● Your goal: Report the number of lines below in which the word "through" occurs. Nothing else is needed.
---------- Source records ----------
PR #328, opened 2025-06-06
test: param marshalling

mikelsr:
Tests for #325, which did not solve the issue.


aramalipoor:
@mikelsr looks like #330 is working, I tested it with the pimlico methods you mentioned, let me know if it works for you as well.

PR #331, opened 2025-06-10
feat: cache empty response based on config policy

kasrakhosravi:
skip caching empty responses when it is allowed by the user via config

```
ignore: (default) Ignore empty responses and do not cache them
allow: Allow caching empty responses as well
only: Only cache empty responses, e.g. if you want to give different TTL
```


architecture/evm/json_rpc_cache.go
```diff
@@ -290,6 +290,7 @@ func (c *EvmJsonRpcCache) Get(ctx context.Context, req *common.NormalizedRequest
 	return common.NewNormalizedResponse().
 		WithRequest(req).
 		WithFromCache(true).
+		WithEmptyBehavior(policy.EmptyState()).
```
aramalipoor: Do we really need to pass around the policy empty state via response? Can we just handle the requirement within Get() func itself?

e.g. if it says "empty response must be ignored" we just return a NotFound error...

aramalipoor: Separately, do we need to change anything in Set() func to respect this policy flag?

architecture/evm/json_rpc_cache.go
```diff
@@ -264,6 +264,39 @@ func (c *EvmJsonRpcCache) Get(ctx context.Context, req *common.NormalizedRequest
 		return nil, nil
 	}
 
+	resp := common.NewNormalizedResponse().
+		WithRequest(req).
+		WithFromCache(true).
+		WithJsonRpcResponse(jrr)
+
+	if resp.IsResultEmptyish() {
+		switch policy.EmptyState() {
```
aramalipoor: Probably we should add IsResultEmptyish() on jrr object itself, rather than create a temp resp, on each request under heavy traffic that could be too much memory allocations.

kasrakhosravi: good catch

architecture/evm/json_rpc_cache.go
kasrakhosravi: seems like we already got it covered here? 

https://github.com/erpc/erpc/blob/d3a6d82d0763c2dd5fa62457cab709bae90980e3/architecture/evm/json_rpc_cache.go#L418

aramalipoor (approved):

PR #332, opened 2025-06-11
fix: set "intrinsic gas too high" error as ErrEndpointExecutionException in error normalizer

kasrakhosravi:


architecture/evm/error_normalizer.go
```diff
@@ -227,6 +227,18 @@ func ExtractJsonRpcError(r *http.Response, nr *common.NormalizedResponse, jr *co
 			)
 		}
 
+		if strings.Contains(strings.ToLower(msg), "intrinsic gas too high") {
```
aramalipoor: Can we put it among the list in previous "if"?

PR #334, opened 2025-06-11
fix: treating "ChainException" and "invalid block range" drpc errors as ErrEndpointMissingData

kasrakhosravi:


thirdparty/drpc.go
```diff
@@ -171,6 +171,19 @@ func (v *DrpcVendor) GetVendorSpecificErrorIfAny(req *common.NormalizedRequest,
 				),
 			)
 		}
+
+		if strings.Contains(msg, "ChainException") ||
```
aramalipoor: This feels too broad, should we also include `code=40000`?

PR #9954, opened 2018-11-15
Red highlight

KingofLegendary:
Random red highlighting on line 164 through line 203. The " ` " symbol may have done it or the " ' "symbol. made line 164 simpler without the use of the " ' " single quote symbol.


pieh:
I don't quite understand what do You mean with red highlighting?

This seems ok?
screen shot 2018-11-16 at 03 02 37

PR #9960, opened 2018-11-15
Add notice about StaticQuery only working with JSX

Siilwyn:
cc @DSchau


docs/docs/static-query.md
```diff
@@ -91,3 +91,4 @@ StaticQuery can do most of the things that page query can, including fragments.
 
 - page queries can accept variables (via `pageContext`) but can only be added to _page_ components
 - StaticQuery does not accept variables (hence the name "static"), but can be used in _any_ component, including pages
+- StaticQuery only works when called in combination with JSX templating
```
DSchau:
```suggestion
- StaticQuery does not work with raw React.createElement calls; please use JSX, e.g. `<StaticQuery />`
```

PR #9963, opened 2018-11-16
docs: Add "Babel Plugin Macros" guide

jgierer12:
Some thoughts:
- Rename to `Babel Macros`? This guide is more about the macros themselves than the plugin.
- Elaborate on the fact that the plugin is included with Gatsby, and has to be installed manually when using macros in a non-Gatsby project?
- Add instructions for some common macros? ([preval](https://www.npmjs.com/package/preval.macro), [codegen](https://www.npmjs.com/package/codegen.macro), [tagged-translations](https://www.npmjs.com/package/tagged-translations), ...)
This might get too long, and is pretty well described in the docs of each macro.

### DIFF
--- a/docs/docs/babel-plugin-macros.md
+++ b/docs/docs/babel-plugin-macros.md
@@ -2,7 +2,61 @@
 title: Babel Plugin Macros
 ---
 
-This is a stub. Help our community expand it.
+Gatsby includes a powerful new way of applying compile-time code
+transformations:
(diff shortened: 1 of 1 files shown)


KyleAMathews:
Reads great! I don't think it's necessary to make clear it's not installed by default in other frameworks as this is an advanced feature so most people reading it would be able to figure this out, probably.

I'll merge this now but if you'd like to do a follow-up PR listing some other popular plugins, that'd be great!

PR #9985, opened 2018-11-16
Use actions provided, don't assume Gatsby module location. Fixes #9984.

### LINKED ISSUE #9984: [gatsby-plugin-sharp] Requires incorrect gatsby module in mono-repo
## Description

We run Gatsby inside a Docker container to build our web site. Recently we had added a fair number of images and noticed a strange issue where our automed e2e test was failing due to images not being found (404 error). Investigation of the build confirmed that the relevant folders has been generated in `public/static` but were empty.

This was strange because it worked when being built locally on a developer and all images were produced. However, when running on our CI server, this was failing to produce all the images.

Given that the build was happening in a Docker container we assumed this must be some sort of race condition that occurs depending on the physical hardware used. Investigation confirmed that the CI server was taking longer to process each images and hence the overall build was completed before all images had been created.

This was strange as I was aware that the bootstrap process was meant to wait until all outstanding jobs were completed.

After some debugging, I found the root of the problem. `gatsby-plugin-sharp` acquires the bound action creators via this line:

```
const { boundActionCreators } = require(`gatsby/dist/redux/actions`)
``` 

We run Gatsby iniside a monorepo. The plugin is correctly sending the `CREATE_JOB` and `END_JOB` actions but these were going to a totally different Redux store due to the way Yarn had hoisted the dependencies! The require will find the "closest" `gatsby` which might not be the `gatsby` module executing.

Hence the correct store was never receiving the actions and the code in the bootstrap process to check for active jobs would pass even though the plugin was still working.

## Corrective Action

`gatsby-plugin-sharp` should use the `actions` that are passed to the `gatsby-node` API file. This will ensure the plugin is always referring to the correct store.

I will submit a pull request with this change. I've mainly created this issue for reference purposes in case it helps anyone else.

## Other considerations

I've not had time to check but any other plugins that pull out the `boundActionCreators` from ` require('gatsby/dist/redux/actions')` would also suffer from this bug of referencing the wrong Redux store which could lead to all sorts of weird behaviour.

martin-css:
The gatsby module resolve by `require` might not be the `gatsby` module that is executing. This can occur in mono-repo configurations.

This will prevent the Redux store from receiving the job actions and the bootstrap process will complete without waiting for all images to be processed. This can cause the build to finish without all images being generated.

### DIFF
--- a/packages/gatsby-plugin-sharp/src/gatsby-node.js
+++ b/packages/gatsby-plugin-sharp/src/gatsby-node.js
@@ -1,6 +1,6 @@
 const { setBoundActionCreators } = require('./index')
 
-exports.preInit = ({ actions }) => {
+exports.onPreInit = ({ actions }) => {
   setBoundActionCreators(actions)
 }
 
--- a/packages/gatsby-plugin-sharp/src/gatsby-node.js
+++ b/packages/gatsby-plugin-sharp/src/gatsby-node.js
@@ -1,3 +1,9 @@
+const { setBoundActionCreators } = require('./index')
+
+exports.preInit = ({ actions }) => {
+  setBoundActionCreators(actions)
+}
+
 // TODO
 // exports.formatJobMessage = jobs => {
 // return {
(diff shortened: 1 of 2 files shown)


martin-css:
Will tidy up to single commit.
----------
---------- Source records ----------
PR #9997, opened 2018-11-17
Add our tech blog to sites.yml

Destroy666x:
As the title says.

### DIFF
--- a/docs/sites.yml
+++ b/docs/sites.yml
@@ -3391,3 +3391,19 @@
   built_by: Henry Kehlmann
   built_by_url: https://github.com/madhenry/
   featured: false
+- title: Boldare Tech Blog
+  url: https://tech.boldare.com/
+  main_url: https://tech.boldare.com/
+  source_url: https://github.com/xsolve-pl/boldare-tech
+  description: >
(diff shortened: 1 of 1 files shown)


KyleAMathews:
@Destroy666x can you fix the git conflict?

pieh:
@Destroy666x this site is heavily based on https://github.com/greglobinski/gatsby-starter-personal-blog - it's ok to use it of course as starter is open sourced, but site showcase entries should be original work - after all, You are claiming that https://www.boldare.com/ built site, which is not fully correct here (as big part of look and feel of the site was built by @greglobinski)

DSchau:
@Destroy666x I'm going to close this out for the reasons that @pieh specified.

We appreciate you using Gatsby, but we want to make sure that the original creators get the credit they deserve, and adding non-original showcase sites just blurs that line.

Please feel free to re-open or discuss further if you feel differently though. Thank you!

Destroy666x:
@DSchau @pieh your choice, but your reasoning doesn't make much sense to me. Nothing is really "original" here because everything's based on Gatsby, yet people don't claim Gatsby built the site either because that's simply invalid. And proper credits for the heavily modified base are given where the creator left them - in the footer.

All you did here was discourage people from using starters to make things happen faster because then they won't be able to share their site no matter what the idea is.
----------
---------- Source records ----------
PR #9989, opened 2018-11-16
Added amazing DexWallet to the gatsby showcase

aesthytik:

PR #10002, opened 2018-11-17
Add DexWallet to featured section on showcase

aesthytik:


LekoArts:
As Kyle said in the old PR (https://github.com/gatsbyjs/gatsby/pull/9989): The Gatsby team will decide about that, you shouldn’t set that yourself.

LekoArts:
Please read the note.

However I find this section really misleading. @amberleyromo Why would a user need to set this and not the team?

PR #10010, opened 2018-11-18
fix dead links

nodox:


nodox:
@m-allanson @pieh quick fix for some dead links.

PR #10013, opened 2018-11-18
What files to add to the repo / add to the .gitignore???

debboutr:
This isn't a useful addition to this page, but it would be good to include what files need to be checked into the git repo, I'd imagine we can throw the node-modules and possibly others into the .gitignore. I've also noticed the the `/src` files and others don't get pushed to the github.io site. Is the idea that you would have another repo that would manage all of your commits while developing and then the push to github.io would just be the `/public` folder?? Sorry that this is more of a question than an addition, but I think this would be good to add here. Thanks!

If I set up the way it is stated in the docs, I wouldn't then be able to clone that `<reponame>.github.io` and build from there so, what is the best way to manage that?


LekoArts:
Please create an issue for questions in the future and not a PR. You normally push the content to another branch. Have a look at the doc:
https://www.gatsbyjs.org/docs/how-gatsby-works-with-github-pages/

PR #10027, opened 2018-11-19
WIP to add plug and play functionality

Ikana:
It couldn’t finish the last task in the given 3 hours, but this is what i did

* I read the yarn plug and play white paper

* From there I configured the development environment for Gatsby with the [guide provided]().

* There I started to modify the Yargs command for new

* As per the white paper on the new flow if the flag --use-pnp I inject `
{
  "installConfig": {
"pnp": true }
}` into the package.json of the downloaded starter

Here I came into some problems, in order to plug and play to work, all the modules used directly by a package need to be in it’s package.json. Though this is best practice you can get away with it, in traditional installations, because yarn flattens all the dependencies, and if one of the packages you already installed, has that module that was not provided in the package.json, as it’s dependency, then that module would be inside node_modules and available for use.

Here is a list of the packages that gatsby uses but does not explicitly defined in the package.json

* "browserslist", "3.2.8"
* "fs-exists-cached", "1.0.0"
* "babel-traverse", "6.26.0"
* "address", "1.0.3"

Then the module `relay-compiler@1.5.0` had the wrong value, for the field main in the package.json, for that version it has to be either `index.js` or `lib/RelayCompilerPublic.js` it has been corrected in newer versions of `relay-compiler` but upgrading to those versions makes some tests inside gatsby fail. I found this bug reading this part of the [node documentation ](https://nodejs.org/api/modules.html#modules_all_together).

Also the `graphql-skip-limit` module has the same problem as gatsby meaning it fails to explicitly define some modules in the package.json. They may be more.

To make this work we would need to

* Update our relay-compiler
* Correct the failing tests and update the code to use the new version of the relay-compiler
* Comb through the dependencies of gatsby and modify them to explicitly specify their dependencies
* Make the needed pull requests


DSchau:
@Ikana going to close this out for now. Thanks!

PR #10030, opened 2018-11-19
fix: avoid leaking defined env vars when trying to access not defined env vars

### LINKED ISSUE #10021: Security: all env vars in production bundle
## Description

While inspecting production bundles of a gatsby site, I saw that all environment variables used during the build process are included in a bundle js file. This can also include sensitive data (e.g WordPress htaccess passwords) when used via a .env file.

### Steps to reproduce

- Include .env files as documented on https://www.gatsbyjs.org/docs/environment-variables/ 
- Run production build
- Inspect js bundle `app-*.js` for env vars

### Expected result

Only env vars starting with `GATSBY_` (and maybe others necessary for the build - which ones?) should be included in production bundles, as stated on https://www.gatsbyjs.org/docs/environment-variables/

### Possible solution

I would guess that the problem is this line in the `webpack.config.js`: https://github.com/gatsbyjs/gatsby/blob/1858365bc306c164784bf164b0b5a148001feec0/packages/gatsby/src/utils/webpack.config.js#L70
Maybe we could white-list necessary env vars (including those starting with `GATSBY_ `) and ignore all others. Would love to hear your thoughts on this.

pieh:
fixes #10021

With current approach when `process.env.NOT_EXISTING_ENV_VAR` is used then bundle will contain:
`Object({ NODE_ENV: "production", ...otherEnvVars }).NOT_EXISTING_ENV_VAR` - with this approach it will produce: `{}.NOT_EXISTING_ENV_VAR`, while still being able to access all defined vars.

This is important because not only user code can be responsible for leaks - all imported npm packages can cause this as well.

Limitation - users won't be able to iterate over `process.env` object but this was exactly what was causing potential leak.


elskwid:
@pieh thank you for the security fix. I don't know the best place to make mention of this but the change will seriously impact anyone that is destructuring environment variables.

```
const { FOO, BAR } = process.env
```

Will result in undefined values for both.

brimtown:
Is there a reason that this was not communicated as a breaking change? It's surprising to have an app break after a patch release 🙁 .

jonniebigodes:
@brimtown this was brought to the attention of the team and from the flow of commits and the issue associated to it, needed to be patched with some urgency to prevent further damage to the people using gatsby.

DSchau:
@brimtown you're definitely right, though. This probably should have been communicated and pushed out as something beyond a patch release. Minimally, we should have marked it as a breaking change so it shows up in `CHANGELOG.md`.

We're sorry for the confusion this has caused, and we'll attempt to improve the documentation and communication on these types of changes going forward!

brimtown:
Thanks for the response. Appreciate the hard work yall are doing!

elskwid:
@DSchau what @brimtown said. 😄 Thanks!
----------
● Expected answer: 2